Jonathan M Davis <issues.dlang@jmdavisProg.com> changed:

           What    |Removed                     |Added
----------------------------------------------------------------------------
           Severity|enhancement                 |normal

--- Comment #6 from Jonathan M Davis <issues.dlang@jmdavisProg.com> ---
Since this is in violation of the spec, I'm changing this back to a bug. If it's decided that the current behavior is desirable for whatever reason, then the spec will need to be updated instead. And even if the spec is updated instead of making this code illegal like the spec says it should be, the fact that @safe works with this code in spite of the fact that the variable is not properly initialized means that there's a compiler bug either way. So, it's not an enhancement.

--
1 day ago
https://issues.dlang.org/show_bug.cgi?id=24534

--- Comment #7 from Richard (Rikki) Andrew Cattermole <alphaglosined@gmail.com> ---
It is a bug in the compiler, I agree on that too.

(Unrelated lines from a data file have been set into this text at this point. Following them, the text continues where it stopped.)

PR #4359, opened 2015-08-20
Fix for onDuplicateKeyUpdate in mysql

rfink:
Allow onDuplicateKeyUpdate in mysql for schemas that have field names defined.

### DIFF
--- a/lib/dialects/mysql/query-generator.js
+++ b/lib/dialects/mysql/query-generator.js
@@ -167,7 +167,7 @@ var QueryGenerator = {
     return this.insertQuery(tableName, insertValues, rawAttributes, options);
   },
 
-  bulkInsertQuery: function(tableName, attrValueHashes, options) {
+  bulkInsertQuery: function(tableName, attrValueHashes, options, rawAttributes) {
     var query = 'INSERT<%= ignoreDuplicates %> INTO <%= table %> (<%= attributes %>) VALUES <%= tuples %><%= onDuplicateKeyUpdate %>;'
       , tuples = []
       , allAttributes = []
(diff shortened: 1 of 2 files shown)


lib/dialects/mysql/query-generator.js
```diff
@@ -189,7 +189,8 @@ var QueryGenerator = {
 
     if (options && options.updateOnDuplicate) {
       onDuplicateKeyUpdate += ' ON DUPLICATE KEY UPDATE ' + options.updateOnDuplicate.map(function(attr) {
-        var key = this.quoteIdentifier(attr);
+        var field = rawAttributes && rawAttributes[attr] && rawAttributes[attr].field || attr;
```
janmeier: `rawAttributes` should always be defined, and field will always be set, so you should be able to shorten this clause

janmeier:
Looks good - could you add a test?

janmeier:
ping @rfink

rfink:
Hey guys, sorry I haven't responded.  I'll take a look tonight.  There was a reason I didn't write a test, I'll figure out why.

rfink:
So now I remember.  The only specific unit test for updateOnDuplicate works without models (it's only on the query generator side) - test/integration/dialects/mysql/query-generator.test.js.  Any recommendations on how I would go about adding one?

janmeier:
@rfink Some sql unit tests in test/unit/sql should be fine

rfink:
Okay, I'll work on something.  Thanks.

rfink:
I've added a bulkCreate test to the insert test/unit/sql/insert test, I had to skip mssql because it breaks on matching up field aliases to their hash key (specifically, when trying to access the autoIncrement property).  It seems to work as expected for MySQL, and the onDuplicateKeyUpdate gets ignored elsewhere (as it should).  Let me know if there's anything else I can do.

rfink:
Eek, small typo in postgres.  Fixing and testing now...

rfink:
The failing test was a timeout on an unrelated test.  Can you re-run?

janmeier:
Looks good @rfink - If you address my previous comment and squash + rebase, this should be good to merge

rfink:
Ah, hadn't saw that.  I will work on getting this done.  Thanks.

rfink:
I admit I'm haven't done a ton of rebasing, but let me know if this is what you are looking for.  Thanks in advance.

janmeier:
@rfink Somehow you managed to get the messages for all four commits into the squashed one :D 

No worries, I rebased and pushed in https://github.com/sequelize/sequelize/commit/da57c5b5878d079724bd81e1a6ab89d23efdc6ff

janmeier:
Thanks! :)

PR #4369, opened 2015-08-21
Fixing isolation level undefined error

khanmdv:
The isolation levels are available in the Sequelize.Transaction.ISOLATION_LEVELS map. Sequelize.Transaction.READ_COMMITTED resolves to undefined. This is w.r.t Sequelize v2.0.5.


mickhansen:
`docs/api` is based on code comments, don't edit the markdown directly.

PR #4375, opened 2015-08-22
include with separate:true fails if id is not part of the attributes list

sorin:
Should sequelize attempt to include the missing id field? Should it raise an appropriate error?

### DIFF
--- a/lib/model.js
+++ b/lib/model.js
@@ -610,6 +610,10 @@ validateIncludedElement = function(include, tableNames, options) {
     include.duplicating = false;
   }
 
+  if (include.separate === true && options.attributes && options.attributes.length && !_.includes(options.attributes, association.source.primaryKeyAttribute)) {
+    options.attributes.push(association.source.primaryKeyAttribute);
+  }
+
   // Validate child includes
   if (include.hasOwnProperty('include')) {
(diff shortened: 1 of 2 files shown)


sorin:
@mickhansen thoughts? I can try to fix it if you think we should do something about it

mickhansen:
Hmm yes, we need to make sure that the id and needed foreign keys are added to `attributes`.
I actually thought i had already considered this, maybe i did and just postponed fixing it :)

sorin:
@mickhansen take a look please

mickhansen:
LGTM, do you mind squashing your commits?

sorin:
Done, thanks for reviewing this! BTW, any immediate plans to support separate:true for BTM? I'm tempted to give it a try.

mickhansen:
Not sure, currently a lot of my implementations are driven by the needs of my startup, so it comes and goes how much i get done :)

Hopefully soon.

sorin:
Haha sounds like our story as well, all of these bug fixes / features are coming from stuff we need. We actually have our own implementation outside Sequelize for the separate:true BTM use case, it's probably time to try and contribute it. Created feature request here: https://github.com/sequelize/sequelize/issues/4376

Issue #4191, opened 2015-07-26
findAndCountAll() and count() pollutes options.includes object


atorkhov:
findAndCountAll() and count() pollutes options.includes object that was passed to the call. This is a problem if I want to store and reuse query options sometime later.

mickhansen:
We need `options = Model.$optClone(options)` about here: https://github.com/sequelize/sequelize/blob/master/lib/model.js#L1494

harish2704:
Yes.  I can confirm that at-least Mode.count method pollutes the options .
Because of this bug, A typical pagiante function like this 
```javascript
var store = {};
return model.count(modelOpts)
.bind(store)
  .then(function(count){
    this.count = count;
    var paginationParams = {
      count: count,
      page: paginationOpts.page,
      size: paginationOpts.size,
    };
    var pagination = paginator.paginate( paginationParams );
    this.pagination = pagination;
    modelOpts.offset = pagination.start-1;
    modelOpts.limit = pagination.size;
    return model.findAll( modelOpts );
  });
```
Is not working.

PR #4378, opened 2015-08-24
Fix: Model.count pollutes options.include object

harish2704:
Please the issue https://github.com/sequelize/sequelize/issues/4191


janmeier:
LGTM - can you add a couple of unit tests? They don't need to hit the DB, so yuo can just stub the `.query` function - look at some of the other unit tests for an example

harish2704:
I shall try my best. But I need some time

But, it is also desirable to skip variable declarations, as long as you don't touch them you do not violate the spec clause.

Since this is used in C code quite often, and therefore ported code (such as
dmd's backend).

A shortcut was taken with the current reverse search to analyze it, and it doesn't work as a result.

Solving this properly requires type state analysis as that is what this particular clause involves.

Therefore any attempts to fix this that does not do type state analysis is unfortunately another shortcut.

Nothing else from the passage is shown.